-- What to work on --
Below are entries; output exactly the lines from the one with "isHubSpotHttpError = true;" to the one with "isAxiosError(options.cause) && options.cause.response)", both included, and nothing else.
Raw data START
PR #151, opened 2024-06-17
POC: Wrap AxiosErrors in custom error object

joe-yeager:
## Description and Context

I think our http methods could be considered a leaky abstraction because we are directly exposing `AxiosErrors` which requires the projects depending on these methods to write `axios` specific logic in their code base, such as checking `e.response && e.response.status` in catch blocks.  What I am proposing is that we globally wrap all `AxiosErrors` in our own custom `Error` to keep the implementation details limited to this repository.

## Who to Notify

@brandenrodgers @camden11 @kemmerle

### DIFF
--- a/http/index.ts
+++ b/http/index.ts
@@ -1,7 +1,12 @@
 import path from 'path';
 import fs from 'fs-extra';
 import contentDisposition from 'content-disposition';
-import axios, { AxiosRequestConfig, AxiosResponse, isAxiosError } from 'axios';
+import axios, {
+  AxiosRequestConfig,
+  AxiosResponse,
+  InternalAxiosRequestConfig,
+  isAxiosError,
+} from 'axios';
 
 import { getAccountConfig } from '../config';
 import { USER_AGENTS, getAxiosConfig } from './getAxiosConfig';
@@ -15,18 +20,34 @@ import { i18n } from '../utils/lang';
 
 const i18nKey = 'http.index';
 
-export class HubSpotHttpError extends Error {
-  private status?: number;
+export class HubSpotHttpError<T = unknown, D = unknown> extends Error {
+  public status?: number;
+  public response?: AxiosResponse<T, D>;
+  public config?: InternalAxiosRequestConfig<D>;
+  public code?: string;
+  public request?: unknown;
+  public isHubSpotHttpError = true;
+
   constructor(message?: string, options?: ErrorOptions) {
     super(message, options);
     this.name = 'HubSpotHttpError';
-    if (options && isAxiosError(options.cause)) {
-      this.status = options.cause.status;
+
+    if (options && isAxiosError(options.cause) && options.cause.response) {
+      this.status = options.cause.response.status;
+
+      // Add these for backwards compatibility until we have updated all the checks
+      // in the CLI for the Axios implementation details and then we can remove these or
+      // keep whatever we find useful in custom fields on this object
+      const { response, request, config, code } = options.cause;
+      this.response = response;
+      this.request = request;
+      this.config = config;
+      this.code = code;
     }
   }
 }
 
-axios.interceptors.response.use(undefined, function (error) {
+axios.interceptors.response.use(undefined, error => {
   // Wrap all axios errors in our own Error class
   return Promise.reject(new HubSpotHttpError(error.message, { cause: error }));
 });
--- a/http/index.ts
+++ b/http/index.ts
@@ -1,7 +1,7 @@
 import path from 'path';
 import fs from 'fs-extra';
 import contentDisposition from 'content-disposition';
-import axios, { AxiosRequestConfig, AxiosResponse } from 'axios';
+import axios, { AxiosRequestConfig, AxiosResponse, isAxiosError } from 'axios';
 
 import { getAccountConfig } from '../config';
 import { USER_AGENTS, getAxiosConfig } from './getAxiosConfig';
@@ -14,6 +14,22 @@ import { logger } from '../lib/logger';
 import { i18n } from '../utils/lang';
 
 const i18nKey = 'http.index';
+
+export class HubSpotHttpError extends Error {
+  private status?: number;
+  constructor(message?: string, options?: ErrorOptions) {
+    super(message, options);
+    this.name = 'HubSpotHttpError';
+    if (options && isAxiosError(options.cause)) {
+      this.status = options.cause.status;
+    }
+  }
+}
+
+axios.interceptors.response.use(undefined, function (error) {
+  // Wrap all axios errors in our own Error class
+  return Promise.reject(new HubSpotHttpError(error.message, { cause: error }));
+});
 
 export function addUserAgentHeader(key: string, value: string) {
   USER_AGENTS[key] = value;


camden11:
This is a really good idea - we should absolutely be giving consuming libraries everything they need to interface with the errors we throw here. Should definitely be very careful to make sure we don't lose any info contained in the errors along the way, but I don't really see a downside to doing this

joe-yeager:
> Should definitely be very careful to make sure we don't lose any info contained in the errors along the way
@camden11 💯 

My understanding is that by creating the new error type and setting the error thrown by axios as `cause` we preserve all of the stack trace context.  We can also still access the axios error fields in the event there is a piece of information we don't have available on the top level of the new error.

http/index.ts
```diff
@@ -15,6 +20,54 @@ import { i18n } from '../utils/lang';
 
 const i18nKey = 'http.index';
 
+export class HubSpotHttpError<T = unknown, D = unknown> extends Error {
```
camden11, line 23: Could see this making sense having its own file (theres a precedent with `HubspotAuthError`)

joe-yeager: Good call, I'll move it over into it's own thing.

models/HubSpotHttpError.ts
```diff
@@ -0,0 +1,46 @@
...
+      // in the CLI for the Axios implementation details, and then we can remove these or
+      // keep whatever we find useful in custom fields on this object
+      const { response, request, config, code } = options.cause;
+      this.response = response;
+      this.request = request;
+      this.config = config;
+
+      // Add any custom fields we feel are necessary or make our collective lives easier
+      this.code = code;
+      if (response) {
```
brandenrodgers, line 32: For debugging purposes should we include more of the response information here? Things like headers and config maybe ([response schema](https://axios-http.com/docs/res_schema))?

errors/apiErrors.ts
```diff
@@ -10,11 +10,38 @@ import { i18n } from '../utils/lang';
...
+  code?: string;
+} {
+  if (isHubSpotHttpError(error)) {
+    return {
+      data: error.data,
+      status: error.status,
+      code: error.code,
+    };
+  }
+  if (isAxiosError(error)) {
```
brandenrodgers, line 33: Can you clarify why we still need this line if all calls are using the new Axios interceptor that will convert the errors?

errors/apiErrors.ts
```diff
@@ -238,17 +272,17 @@ export function getAxiosErrorWithContext(
  * @throws
  */
 export function throwApiError(
-  error: AxiosError,
+  error: HubSpotHttpError,
   context: AxiosErrorContext = {}
 ): never {
   if (error.isAxiosError) {
```
brandenrodgers, line 278: I can't remember why we originally included this `isAxiosError` check. Do we still need it?

errors/apiErrors.ts
```diff
@@ -29,45 +56,53 @@ export function isSpecifiedError(
...
 
-export function isTimeoutError(err: Error | AxiosError): boolean {
+export function isTimeoutError(err: Error | HubSpotHttpError): boolean {
   return isSpecifiedError(err, { code: 'ETIMEDOUT' });
 }
 
-// eslint-disable-next-line @typescript-eslint/no-explicit-any
-export function isApiUploadValidationError(err: AxiosError<any>): boolean {
+export function isApiUploadValidationError(err: HubSpotHttpError): boolean {
   return (
```
brandenrodgers, line 101: Could this util make use of `isSpecifiedError`?

errors/apiErrors.ts
```diff
@@ -29,45 +56,53 @@ export function isSpecifiedError(
...
-  // eslint-disable-next-line @typescript-eslint/no-explicit-any
-  const error = (err && (err.cause as AxiosError<any>)) || err;
-  const statusCodeErr = !statusCode || error.response?.status === statusCode;
-  const categoryErr = !category || error.response?.data?.category === category;
-  const subCategoryErr =
-    !subCategory || error.response?.data?.subCategory === subCategory;
-  const errorTypeErr =
-    !errorType || error.response?.data?.errorType === errorType;
-  const codeError = !code || error.code === code;
+  if (!isHubSpotHttpError(err) && !isAxiosError(err.cause)) {
```
brandenrodgers, line 59: Is our call to `isAxiosError(err.cause)` for backwards compatibility?

joe-yeager: Yeah, it's for backwards compatibility.  I flagged this as ready to review and then started changing more things so it's kind of in between state so I'm going to flip it back to draft and make the changes to the CLI simultaneously since that is the main consumer of the this package.  If I do that we can ditch a lot of this logic that was added for backwards compatability.

errors/apiErrors.ts
joe-yeager: Probably not, I'm going to work on the integration in tandem with this and start to remove some of the backwards compatibility holdovers.

models/HubSpotHttpError.ts
joe-yeager: Good call, I'll add headers to the top level

errors/apiErrors.ts
joe-yeager: We do not need this anymore, I was leaving it around for backwards compatibility, but we can remove it and update the CLI simultaneously

errors/apiErrors.ts
joe-yeager: Yep, it can use it for the first part of the conditional check.  Updated

errors/apiErrors.ts
joe-yeager: Removed

errors/__tests__/apiErrors.ts
```diff
@@ -23,33 +24,32 @@ export const newError = (overrides = {}): BaseError => {
...
+      isAxiosError: true,
+      name: 'HubSpotHttpError',
+      response: {
+        request: {
+          href: 'http://example.com/',
+          method: 'GET',
+        },
+        data: {},
+        headers: {},
+        status: 200,
```
kemmerle, line 40: Nit: Do we want another 400/500 status code?

errors/__tests__/apiErrors.ts
```diff
@@ -80,77 +80,60 @@ describe('errors/apiErrors', () => {
...
+      const error1 = newHubSpotHttpError({
         response: { status: 403, data: { category: 'MISSING_SCOPES' } },
       });
       expect(isMissingScopeError(error1)).toBe(true);
     });
 
     it('returns false for non missing scope errors', () => {
-      const error1 = newAxiosError({
+      const error1 = newHubSpotHttpError({
         response: { status: 400, data: { category: 'MISSING_SCOPES' } },
```
kemmerle, line 94: Do we need to rewrite this test with another error category? Isn't this the test for non-missing scope errors?

kemmerle: I see the same pattern below, am I missing something?

kemmerle (approved):
Besides the one tiny nit, this all looks great to me. Particularly like how you made the request fields top level in HubSpot errors. Chef's kiss👩‍🍳 💋

errors/apiErrors.ts
```diff
@@ -116,16 +112,15 @@ export function parseValidationErrors(
...
   const validationErrorMessages = parseValidationErrors(error?.response?.data);
   if (validationErrorMessages.length) {
     return new Error(validationErrorMessages.join(' '), { cause: error });
   }
 }
 
-export function getAxiosErrorWithContext(
-  // eslint-disable-next-line @typescript-eslint/no-explicit-any
-  error: AxiosError<any>,
+export function getHubSpotHttpErrorWithContext(
```
brandenrodgers, line 122: Just recording here that this will be a major version bump since it's a breaking change (totally fine, just wanted to add a comment for posterity)

errors/__tests__/apiErrors.ts
joe-yeager: Good eye, this was carryover, but I agree it feels weird for an error to be 200.  All of the tests appear to be overriding it to test the specific cases, so I removed the status from this object.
Raw data END
-- Result of the exercise --
+  public isHubSpotHttpError = true;
+
   constructor(message?: string, options?: ErrorOptions) {
     super(message, options);
     this.name = 'HubSpotHttpError';
-    if (options && isAxiosError(options.cause)) {
-      this.status = options.cause.status;
+
+    if (options && isAxiosError(options.cause) && options.cause.response) {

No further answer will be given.